METHOD: A single (rater) blind randomised study with two conditions; V-NeST plus treatment as-usual (TAU) vs. TAU alone, recruiting people with schizophrenia experiencing debilitating negative symptoms. Assessment was at baseline and 3-month post-randomisation. The pre-specified primary outcome was participants' goal attainment, secondary outcomes were negative symptoms and functioning. The study assessed feasibility and acceptability parameters including recruitment, eligibility, treatment adherence and retention.

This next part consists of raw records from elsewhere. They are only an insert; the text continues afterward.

PR #52, opened 2021-03-19
RM-7666: Remove JQuery from ListMenu.ts

iam-mholle:
https://re-motion.atlassian.net/browse/RM-7666

### DIFF
--- a/Remotion/Web/ClientScript/Scripts/ListMenu.ts
+++ b/Remotion/Web/ClientScript/Scripts/ListMenu.ts
@@ -52,23 +52,35 @@ class ListMenu
   private static readonly _requiredSelectionExactlyOne: number = 1;
   private static readonly _requiredSelectionOneOrMore: number = 2;
 
-  public static Initialize ($listMenu: JQuery): void
+  public static Initialize (listMenuOrSelector: CssSelectorOrElement<HTMLElement>): void
   {
-    ArgumentUtility.CheckNotNullAndTypeIsJQuery("$listMenu", $listMenu);
+    ArgumentUtility.CheckNotNull ('listMenuOrSelector', listMenuOrSelector);
 
-    $listMenu.keydown (function (event)
+    const listMenu = ElementResolverUtility.ResolveSingle (listMenuOrSelector);
+
+    listMenu.addEventListener('keydown', function (event)
     {
-      ListMenu.OnKeyDown (event, $listMenu);
+      ListMenu.OnKeyDown (event, listMenu);
     });
   }
 
-  public static AddMenuInfo (listMenu: HTMLElement, menuInfo: ListMenu_MenuInfo): void
+  public static AddMenuInfo (listMenuOrSelector: CssSelectorOrElement<HTMLElement>, menuInfo: ListMenu_MenuInfo): void
   {
+    ArgumentUtility.CheckNotNull ('listMenuOrSelector', listMenuOrSelector);
+    ArgumentUtility.CheckNotNullAndTypeIsObject ('menuInfo', menuInfo);
+
+    const listMenu = ElementResolverUtility.ResolveSingle (listMenuOrSelector);
+
     ListMenu._listMenuInfos[listMenu.id] = menuInfo;
   }
 
-  public static Update (listMenu: HTMLElement, getSelectionCount: Nullable<() => number>): void
+  public static Update (listMenuOrSelector: CssSelectorOrElement<HTMLElement>, getSelectionCount: Nullable<() => number>): void
   {
+    ArgumentUtility.CheckNotNull ('listMenuOrSelector', listMenuOrSelector);
+    ArgumentUtility.CheckTypeIsFunction ('getSelectionCount', getSelectionCount);
+
+    const listMenu = ElementResolverUtility.ResolveSingle (listMenuOrSelector);
+
     var menuInfo = ListMenu._listMenuInfos[listMenu.id];
     if (menuInfo == null)
       return;
@@ -99,8 +111,8 @@ class ListMenu
       }
 
       var item = document.getElementById (itemInfo.ID) as HTMLElement;
-      let anchor = $ (item).children().eq (0)[0] as HTMLAnchorElement;
-      var icon = $ (anchor).children().eq (0)[0] as HTMLImageElement;
+      let anchor = item.children[0] as HTMLAnchorElement;
+      var icon = anchor.children[0] as HTMLImageElement;
       if (isEnabled)
       {
         if (icon != null && icon.nodeType == 1)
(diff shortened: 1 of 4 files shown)


Remotion/Web/ClientScript/Scripts/ListMenu.ts
```diff
@@ -149,65 +159,71 @@ class ListMenu
 
       if (itemInfo.DiagnosticMetadata)
       {
+        // TODO: merge loops?
```
a-ctor, line 162: We can merge the loops on both occasions, JS is single threaded so the behavior is not changed at all.

Just make sure to but the seconds loop content into the `else` since the first loop removes elements that would not be iterated in the second loop.

Remotion/Web/ClientScript/Scripts/ListMenu.ts
```diff
@@ -149,65 +159,71 @@ class ListMenu
...
           {
             delete itemInfo.DiagnosticMetadata[key];
           }
-        });
+        }
 
-        $(item).attr(itemInfo.DiagnosticMetadata);
+        for (const [key, value] of Object.entries(itemInfo.DiagnosticMetadata))
+        {
+          item.setAttribute(key, value as string);
```
a-ctor, line 174: `as string` here is not quite right. Yes `setAttribute` is converting implicitly to a string so it won't matter if the input is a string or not, but in this case it is better to do an explict conversion instead. e.g. `"" + value`

Remotion/Web/ClientScript/Scripts/ListMenu.ts
```diff
@@ -149,65 +159,71 @@ class ListMenu
...
+    var menuItems = listMenu.querySelectorAll('a');
 
     var oldMenuItemIndex = -1;
 
-    var selectedMenuItem = document.activeElement;
+    var selectedMenuItem = document.activeElement as HTMLAnchorElement;
     if (selectedMenuItem != null && TypeUtility.IsDefined (selectedMenuItem.tagName) && selectedMenuItem.tagName.toUpperCase() === 'A')
     {
-      oldMenuItemIndex = $menuItems.index(selectedMenuItem);
+      oldMenuItemIndex = Array.from(menuItems).indexOf(selectedMenuItem);
```
a-ctor, line 209: We should move the `Array.from` up to the declaration. While this causes a little bit of overhead if the `else` branch is taken, it simplifies future extensions/refactoring.

a-ctor (changes requested):

Remotion/Web/ClientScript/Scripts/ListMenu.ts
iam-mholle: Is the delete even needed here? I do not really see the purpose, imo the condition could be inverted and the delete removed.

a-ctor (changes requested):

Remotion/Web/ClientScript/Scripts/ListMenu.ts
a-ctor: Yes since we no longer need to pass the object to a jQuery method we also do not need to "clean" the object of any empty values.

a-ctor (approved):

Remotion/Web/ClientScript/Scripts/ListMenu.ts
```diff
@@ -52,23 +52,33 @@ class ListMenu
...
     {
-      ListMenu.OnKeyDown (event, $listMenu);
+      ListMenu.OnKeyDown (event, listMenu);
     });
   }
 
-  public static AddMenuInfo (listMenu: HTMLElement, menuInfo: ListMenu_MenuInfo): void
+  public static AddMenuInfo (listMenuOrSelector: CssSelectorOrElement<HTMLElement>, menuInfo: ListMenu_MenuInfo): void
   {
+    ArgumentUtility.CheckNotNull ('listMenuOrSelector', listMenuOrSelector);
```
MichaelKetting, line 69: `menuInfo` should also have an argument check to stay consistent

Remotion/Web/ClientScript/Scripts/ListMenu.ts
```diff
@@ -149,65 +159,59 @@ class ListMenu
...
-        // Do not render empty diagnostic metadata attributes
-        $.each(itemInfo.DiagnosticMetadata, function (key, value)
+        for (const [key, value] of Object.entries (itemInfo.DiagnosticMetadata))
         {
-          if (value === "" || value === null)
+          // Do not render empty diagnostic metadata attributes
+          if (value !== "" && value !== null)
           {
-            delete itemInfo.DiagnosticMetadata[key];
+            item.setAttribute (key, '' + value);
```
MichaelKetting, line 167: new code should not rely on concat-to-convert workarounds unless this is really the official an correct way to do this?
@a-ctor

Remotion/Web/ClientScript/Scripts/ListMenu.ts
```diff
@@ -149,65 +159,59 @@ class ListMenu
...
-
         itemInfo.DiagnosticMetadataForCommand['data-is-disabled'] = isEnabled ? 'false' : 'true';
 
-        $(anchor).attr(itemInfo.DiagnosticMetadataForCommand);
+        for (const [key, value] of Object.entries (itemInfo.DiagnosticMetadataForCommand))
+        {
+          // Do not render empty diagnostic metadata attributes
+          if (value !== "" && value !== null)
+          {
+            anchor.setAttribute (key, '' + value);
```
MichaelKetting, line 181: see previous review remark

Remotion/Web/ClientScript/Scripts/ListMenu.ts
```diff
@@ -149,65 +159,59 @@ class ListMenu
 
       if (itemInfo.DiagnosticMetadata)
       {
-        // Do not render empty diagnostic metadata attributes
-        $.each(itemInfo.DiagnosticMetadata, function (key, value)
+        for (const [key, value] of Object.entries (itemInfo.DiagnosticMetadata))
         {
-          if (value === "" || value === null)
+          // Do not render empty diagnostic metadata attributes
```
MichaelKetting, line 164: we can drop the comment. this was only needed for the original way to do this. now, it's rather obvious.

Remotion/Web/ClientScript/Scripts/ListMenu.ts
```diff
@@ -149,65 +159,59 @@ class ListMenu
...
-              delete itemInfo.DiagnosticMetadataForCommand[key];
-            }
-          });
-
         itemInfo.DiagnosticMetadataForCommand['data-is-disabled'] = isEnabled ? 'false' : 'true';
 
-        $(anchor).attr(itemInfo.DiagnosticMetadataForCommand);
+        for (const [key, value] of Object.entries (itemInfo.DiagnosticMetadataForCommand))
+        {
+          // Do not render empty diagnostic metadata attributes
```
MichaelKetting, line 178: drop comment

MichaelKetting (changes requested):

Remotion/Web/ClientScript/Scripts/ListMenu.ts
a-ctor: There is no such thing as an "official" conversion. There are three options:

 - `'' + value`
 - `value.toString()`
 - `String(value)`

All of them produce the same result, with the exception that `.toString` throws on `null`/`undefined`. So depending on if you want to throw an exception I would either use `'' + ...` or `.toString`

MichaelKetting: toString(), please. it feels the least hacky and TypeScript should make sure we know if it's nullable

MichaelKetting (approved):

Acceptability was also evaluated qualitatively using a post-therapy feedback interview. Explorative therapy effect on outcomes was estimated.

RESULTS: The study recruited to its pre-specified target of 30 participants (15 randomised to V-Nest). Two participants in each trial arm disengaged and did not complete the study. Therapy engagement for those randomised to V-NeST was appropriate and research procedures were feasible. The experience with therapy and VR was described as positive and useful. Preliminary analysis suggested the therapy may have a large effect on participants goals and a possible effect on negative symptoms.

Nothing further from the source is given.